Faktor terkait ketiga adalah keputusan Inggris untuk memilih Jofra Archer. Barbadian berusia 24 tahun itu memiliki ayah orang Inggris, dan telah menunjukkan bakatnya di liga T20 asing, tetapi hanya memenuhi syarat untuk tim melalui residensi Inggris sesaat sebelum turnamen. (Dewan Kriket Inggris telah mengubah kriteria kelayakan pada akhir 2018, dari periode tujuh tahun menjadi tiga tahun.) Hanya dua pemain di Piala Dunia yang mengambil lebih banyak gawang. Di antara mereka yang melempar setidaknya 300 pengiriman, hanya empat yang kebobolan dengan kecepatan yang lebih buruk. Penampilannya jauh lebih unggul dari rekam jejak sejarah pemain bowling Inggris lainnya yang mungkin muncul sebagai gantinya. Dan dia menyampaikan “super over” yang membawa pulang trofi.
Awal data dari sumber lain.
PR #631, opened 2021-08-12
[FIX] Iframe overlay

tiagoevanp:
Calculate the size for iframe wrapper element and adjust when triggered messages appear.


MartinSchoeler (changes requested):
The Iframe still occupies more space then it should on bigger screens (1920x1080 27 inch screen)

MartinSchoeler (approved):

Issue #144, opened 2019-01-30
update messages


ggazzo:
as far as I know changed messages will be added as new messages (: please fix it

PR #634, opened 2021-08-14
[NEW] Notify agent on call decline

djcruz93:
Earlier on declining the call, the visitor was only updating the status in the database and not notifying the agent due to which the agent on the meet page still waited for the visitor to join after the decline event.

https://user-images.githubusercontent.com/51796498/129457306-f37e7bef-e24b-47dc-afc6-71f6354c0e39.mp4

## Proposed change

https://user-images.githubusercontent.com/51796498/129470189-1a27ff1e-d9ac-4360-92a6-ef5db1fc32eb.mp4

Uses [#144](https://github.com/RocketChat/Rocket.Chat.js.SDK/pull/144)

### DIFF
--- a/src/components/Calls/CallNotification.js
+++ b/src/components/Calls/CallNotification.js
@@ -12,12 +12,12 @@ import { createClassName, getAvatarUrl } from '../helpers';
 import styles from './styles.scss';
 
 
-export const CallNotification = ({ callProvider, callerUsername, url, dispatch, time, rid } = { callProvider: undefined, callerUsername: undefined, dispatch: undefined, time: undefined }) => {
+export const CallNotification = ({ callProvider, callerUsername, url, dispatch, time, rid, callId } = { callProvider: undefined, callerUsername: undefined, dispatch: undefined, time: undefined }) => {
 	const [show, setShow] = useState(true);
 
 	const acceptClick = async () => {
 		setShow(!{ show });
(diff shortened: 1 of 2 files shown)


murtaza98:
I noticed an issue here related to this change. If the call is declined by visitor, we show `Call declined` message to the user, however to the visitor, it still shows `Call Ended at ....` message

djcruz93:
>I noticed an issue here related to this change. If the call is declined by visitor, we show Call declined message to the user, however to the visitor, it still shows Call Ended at .... message

@Deepak-learner Could you please handle this case?

@murtaza98 Since this PR is related to the agent getting notification so that the waiting for visitor screen changes to call declined, I think we can move forward it.

murtaza98:
> > I noticed an issue here related to this change. If the call is declined by visitor, we show Call declined message to the user, however to the visitor, it still shows Call Ended at .... message
> 
> @Deepak-learner Could you please handle this case? You should create a ticket in your dashboard so that you do not lose the track of this bug.
> 
> @murtaza98 Since this PR is related to the agent getting notification so that `waiting for the visitor` screen changes to `call declined`, I think we can move forward.

Alright! Sounds good :+1: From the notification point of view, this PR looks good, so let me know once this PR is rebased with https://github.com/RocketChat/Rocket.Chat.Livechat/pull/633 changes

murtaza98:
@djcruz93 Could you please resolve the conflicts in this PR?

PR #641, opened 2021-08-26
[NEW] add-jitsi-call-support

Deepak-learner:
If agent intiate the jitsi call, visitor will receive call notification with accept and decline option. If agent click on accept button the visitor will be redirected to new tab with jitsi call with agent. And also join call button will be there in chat, which can be use in case visitor by mistake close the jitsi call tab to rejoin the call.


murtaza98:
Closing this PR since all the changes from here have been merged with PR #646

PR #643, opened 2021-09-06
[IMPROVE] Send widget source in room creation

tiagoevanp:


src/lib/room.js
```diff
@@ -195,6 +195,7 @@ export const loadMoreMessages = async () => {
 
 export const defaultRoomParams = () => {
 	const params = {};
+	params.source = { type: 'widget' };
```
ggazzo, line 198:
```suggestion
	const params = {
	 type: 'widget'
	};
```

ggazzo (changes requested):
I dont think we need to inform the source, its quite obvious to me if we create the chat by the api, the internal server code should infer the type, as any other entrypoint should infer their own type, it should not be something open to the client decide with kind of type its

PR #638, opened 2021-08-22
[NEW] Audio and Video calling in Livechat using WebRTC

murtaza98:

PR #646, opened 2021-09-14
[NEW] Audio and Video calling in Livechat using WebRTC

murtaza98:
Derived from PR #638 with some refactoring


src/components/Calls/CallTime.js
```diff
@@ -0,0 +1,31 @@
...
+import isToday from 'date-fns/isToday';
+import { h } from 'preact';
+
+import I18n from '../../i18n';
+import { createClassName } from '../helpers';
+import styles from './styles.scss';
+
+
+export const CallTime = (props) => {
+	const hh = parseInt(Math.abs(props.endTime - props.time) / 36e5);
```
KevLehman, line 12: In which format are we receivig endTime and time? Wouldn't be possible to use a library to do the conversion to "human time" instead of doing it manually?

src/components/Calls/CallNotification.js
```diff
@@ -0,0 +1,82 @@
...
+
+	const callInNewTab = async () => {
+		const { token } = store.state;
+		const url = `${ Livechat.client.host }/meet/${ rid }?token=${ token }`;
+		await dispatch({ ongoingCall: { callStatus: CallStatus.ON_GOING_CALL_IN_NEW_TAB, time: { time } }, incomingCallAlert: { show: false, callProvider } });
+		window.open(url, rid);
+	};
+
+	const acceptClick = async () => {
+		setShow(!{ show });
```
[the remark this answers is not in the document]
murtaza98: The show flag here controls the state of the call notification component. So the logic here is to hide the call notification, once the user clicks on the accept button
image

src/components/Calls/CallTime.js
murtaza98: Both these variables contain an ISO string. Regarding using the library for calculating duration, I think that would be a good idea. So we're now using [this](https://date-fns.org/v2.25.0/docs/formatDistance) method to do this calculation. No additional import was required since we're already using `date-fns` package in this repo

KevLehman (approved):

Namun, bahkan penggemar Inggris yang paling gembira pun akan mengakui pentingnya faktor keempat: keberuntungan. Kriket mencakup banyak acara yang tidak dapat dikontrol oleh kedua tim, seperti cedera, cuaca, pantulan yang tidak dapat diprediksi, atau keputusan wasit. Terkadang fluktuasi acak ini menyeimbangkan diri selama turnamen. Tapi dua momen keberuntungan berjalan di jalan Inggris selama klimaks Piala Dunia. Yang pertama datang dengan tiga bola inning tersisa Inggris dan sembilan run diperlukan. Mr Stokes menampar pengiriman di tanah. Saat dia menukik ke lipatannya untuk menyelesaikan lari kedua, bola (yang telah dilempar oleh Martin Guptill, pemain sayap terbaik Selandia Baru) memantul dari pemukulnya, dan terbang ke batas. “Penggulingan” yang aneh ini, yang sangat jarang, memberi Inggris enam run penting: dua yang diperoleh batsmen dengan berlari di antara gawang, dan empat untuk kesalahan tangkas.
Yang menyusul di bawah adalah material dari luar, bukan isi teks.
PR #648, opened 2021-09-22
[FIX] Issues on Custom Livechat messages

murtaza98:
1. Fix **Offline Success Message** not working

- Setting
image

- The above message should appear here on Livechat when the visitor submits the offline form
image

2. Support HTML content on the **Instructions** message setting

- Setting
image

- The above setting would now support rich contents like hyperlinks, new lines, bold, italic, etc using HTML tags. and this content would be visible over here on the offline form
image

### DIFF
--- a/src/routes/LeaveMessage/component.js
+++ b/src/routes/LeaveMessage/component.js
@@ -183,10 +183,10 @@ export default class LeaveMessage extends Component {
 			{...props}
 		>
 			<Screen.Content>
-				<p className={createClassName(styles, 'leave-message__main-message')}>
-					{hasForm ? message || defaultMessage : unavailableMessage || defaultUnavailableMessage}
-				</p>
-
+				<p className={createClassName(styles, 'leave-message__main-message')}
+					// eslint-disable-next-line react/no-danger
+					dangerouslySetInnerHTML={{ __html: hasForm ? message || defaultMessage : unavailableMessage || defaultUnavailableMessage }}
+				/>
 				{hasForm && this.renderForm(this.props, this.state)}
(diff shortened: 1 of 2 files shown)


src/routes/LeaveMessage/component.js
```diff
@@ -183,10 +183,10 @@ export default class LeaveMessage extends Component {
 			{...props}
 		>
 			<Screen.Content>
-				<p className={createClassName(styles, 'leave-message__main-message')}>
-					{hasForm ? message || defaultMessage : unavailableMessage || defaultUnavailableMessage}
-				</p>
-
+				<p className={createClassName(styles, 'leave-message__main-message')}
+					// eslint-disable-next-line react/no-danger
+					dangerouslySetInnerHTML={{ __html: hasForm ? message || defaultMessage : unavailableMessage || defaultUnavailableMessage }}
```
MartinSchoeler, line 188: Since the idea is to enable the admins to use links and rich content on the livechat message, wouldn't it be better to use markdown instead? We do already have a render function here [here](https://github.com/RocketChat/Rocket.Chat.Livechat/blob/develop/src/components/Messages/MessageText/markdown.js#L84-L85)

I think using dangerouslySetInnerHTML should be reserved to extreme cases 🙂

MartinSchoeler (changes requested):

src/routes/LeaveMessage/component.js
murtaza98: Hi Martin, Nice idea :ok_hand: I've made the changes to support only markdown format. Let me know if it looks good now :smile: Thanks!!

PR #651, opened 2021-10-04
Fix 'Hide agent info' not working on chat transfer message

murtaza98:


src/routes/Chat/container.js
```diff
@@ -127,7 +127,7 @@ export class ChatContainer extends Component {
 				Livechat.sendMessage({ msg, token, rid }),
 			]);
 		} catch (error) {
-			const reason = error?.data?.error ?? error.message;
+			const reason = (error && error.data && error.data.error.error) || error.message;
```
KevLehman, line 130: Why was this change needed? 👀

src/entry.js
```diff
@@ -1,9 +1,11 @@
 import { h, render } from 'preact';
 
+import * as AppImport from './index';
+
 let root = document.getElementById('app') || document.body.firstElementChild;
 
 const init = async () => {
-	const { default: App } = await import('./index');
+	const { default: App } = AppImport;
```
KevLehman, line 8: Why was this change needed? 👀

src/routes/Chat/container.js
murtaza98: I was getting an error of `Unexpected token` while running `yarn run I18n` command. It seems it's not liking the typescript usage here :(

src/entry.js
murtaza98: Same here

src/routes/Chat/container.js
murtaza98: Please check the PR description for error logs

src/entry.js
murtaza98: Please check the PR description for error logs

PR #655, opened 2021-10-23
[FIX] Undo changes to CSS

MartinSchoeler:
Redo some changes that should’ve not passed to develop, we shouldn’t modify tags directly, as this can effect other elements


murtaza98 (approved):
Tested the changes and it is working!!

murtaza98 (approved):

PR #48, opened 2022-01-03
Exams

GddgdgMen:


Tasks/difference.js
```diff
@@ -1,16 +1,11 @@
...
-    object_1[attribute_name] = object_1[attribute_name]
-    }{}
-    if (object_1 in object_2) return false
-    for (attribute_name in object_2) {
-    object_1[attribute_name] = object_2[attribute_name]
-    delete object_1[attribute_name]
-    }{}
-    return object_1
+const diff = (object1, object2) => {
+  for (const key in object2) {
```
tshemsedinov, line 5: Prefer for..of here

Tasks/difference.js
```diff
@@ -1,16 +1,11 @@
...
+    delete object1[key];
+  }
+  return object1;
```
tshemsedinov, line 8: Don't change incoming parameters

Namun, keberuntungan kedua baru ditemukan pada pagi hari setelah perayaan heboh di Inggris. Seorang mantan wasit melihat bahwa ketika Tuan Guptill melempar bola, Tuan Stokes dan rekan pemukulnya belum menyeberang saat mencoba lari kedua mereka. Oleh karena itu, hanya lari pertama yang dihitung, bersama dengan empat dari lemparan. Inggris akan terdampar di 240. Sub-klausul dari aturan yang tidak jelas itu, seperti penghitungan batas yang memberi Inggris gelar, akan menghantui orang Selandia Baru selama beberapa dekade.
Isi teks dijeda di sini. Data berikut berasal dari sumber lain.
PR #49, opened 2022-01-03
Exams

DaniilAlyeksyeyenko:


Tasks/intersection.js
```diff
@@ -1,16 +1,17 @@
...
-} for (attribute_name of first_keys)                   {
-if (attribute_name !== '' && object_2[attribute_name]) {
-object_2[attribute_name] = object_1[attribute_name];   {
-}} else                                                {
-delete object_1[attribute_name];                       {
-                                                       }
-                  }{}
-                  }{}
-return object_1;
+function intersection(first, second) {
```
tshemsedinov, line 4: Prefer arrow functions

Tasks/intersection.js
```diff
@@ -1,16 +1,17 @@
...
+  const firstKeys = Object.keys(first);
+  const res = {};
+  for (const attributeName of firstKeys) {
+    if (attributeName !== '' && second[attributeName]) {
+      res[attributeName] = first[attributeName];
+    } else {
+      delete res[attributeName];
+    }
+  }
+  return res;
```
tshemsedinov, line 14: Don't change incoming parameters

Tasks/words.js
```diff
@@ -1,26 +1,16 @@
...
-   }
- }
- return number_of_words_in_s
- }
+function words(str) {
+  let countWords = 0;
+  let flag = false;
+  for (const char of str) {
+    if (!flag && char !== ' ') { countWords++; }
+    char === ' ' ? flag = false : flag = true;
```
tshemsedinov, line 10: - Use eslint and prettier
- Use if-statement instead ternary in cases like this
- But in this certain case you can assign boolean result of comparison directly to the flag

PR #50, opened 2022-01-03
Exams

DAN1ROCK:
Refactored 'merge.js' and 'difference.js'


tshemsedinov (commented):
- Use eslint and prettier
- Prefer for..of in this case

tshemsedinov:
Don't change incoming parameters

PR #55, opened 2022-01-03
Exams

Ivanopolus21:


Tasks/skip.js
```diff
@@ -1,17 +1,21 @@
...
+
 // Remove values from array
 
-Skip =(T,...Remove)=> {
-x = 0;
-for (C of T) {
-for (X of Remove) {
-if (C === X) {
-  T.splice(x, 1);
+const skip = (array, ...charsToRemove) => {
```
tshemsedinov, line 5: Why chars?

Tasks/words.js
```diff
@@ -1,26 +1,22 @@
...
-   if (!flag) {
-   if (c === ' ') {
-   if (flag === true) { flag = false } else { flag = false }
-    } else {
-   if (flag === true) { flag = true } else { flag = true }
-      number_of_words_in_s++
+const words = (string) => {
+  let numberOfWords = 0;
+  let flag = false;
+  for (const element of string) {
```
tshemsedinov, line 8: Here `char` will be ok )

Tasks/skip.js
```diff
@@ -1,17 +1,21 @@
...
+  let removedChar = 0;
+  for (const selectedChars of array) {
+    for (const selectedCharsToRemove of charsToRemove) {
```
tshemsedinov, line 8: Try to avoid nested loops

Tasks/skip.js
Ivanopolus21: Was changed to values!

Tasks/words.js
Ivanopolus21: Good idea, thank You! Was changed!

Tasks/skip.js
Ivanopolus21: Got it! Tried to remove one loop and use some methods instead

Namun, bagi sebagian besar penggemar, memori yang menentukan dari turnamen ini akan menjadi drama di jam-jam terakhirnya. Momen lain akan memudar dengan cepat. Di luar dua finalis (dan India, yang kalah dari Selandia Baru di semifinal), ada kekurangan tim bagus yang konsisten. Afrika Selatan putus asa, Hindia Barat mengecewakan, Sri Lanka tiruan pucat dari diri mereka sendiri dan Pakistan sangat tidak konsisten seperti sebelumnya. Afghanistan tertatih-tatih dengan politik internal dan keputusan aneh di lapangan. Formatnya tidak seimbang, dengan 45 pertandingan pool hanya menghasilkan tiga pertandingan sistem gugur. Hujan dan lapangan yang tidak rata membuat pukulannya kurang spektakuler. Tapi Inggris tidak peduli. Akhirnya mereka dapat menambahkan nama mereka ke daftar yang sudah memasukkan Hindia Barat, India, Australia, Pakistan, dan Sri Lanka: juara dunia.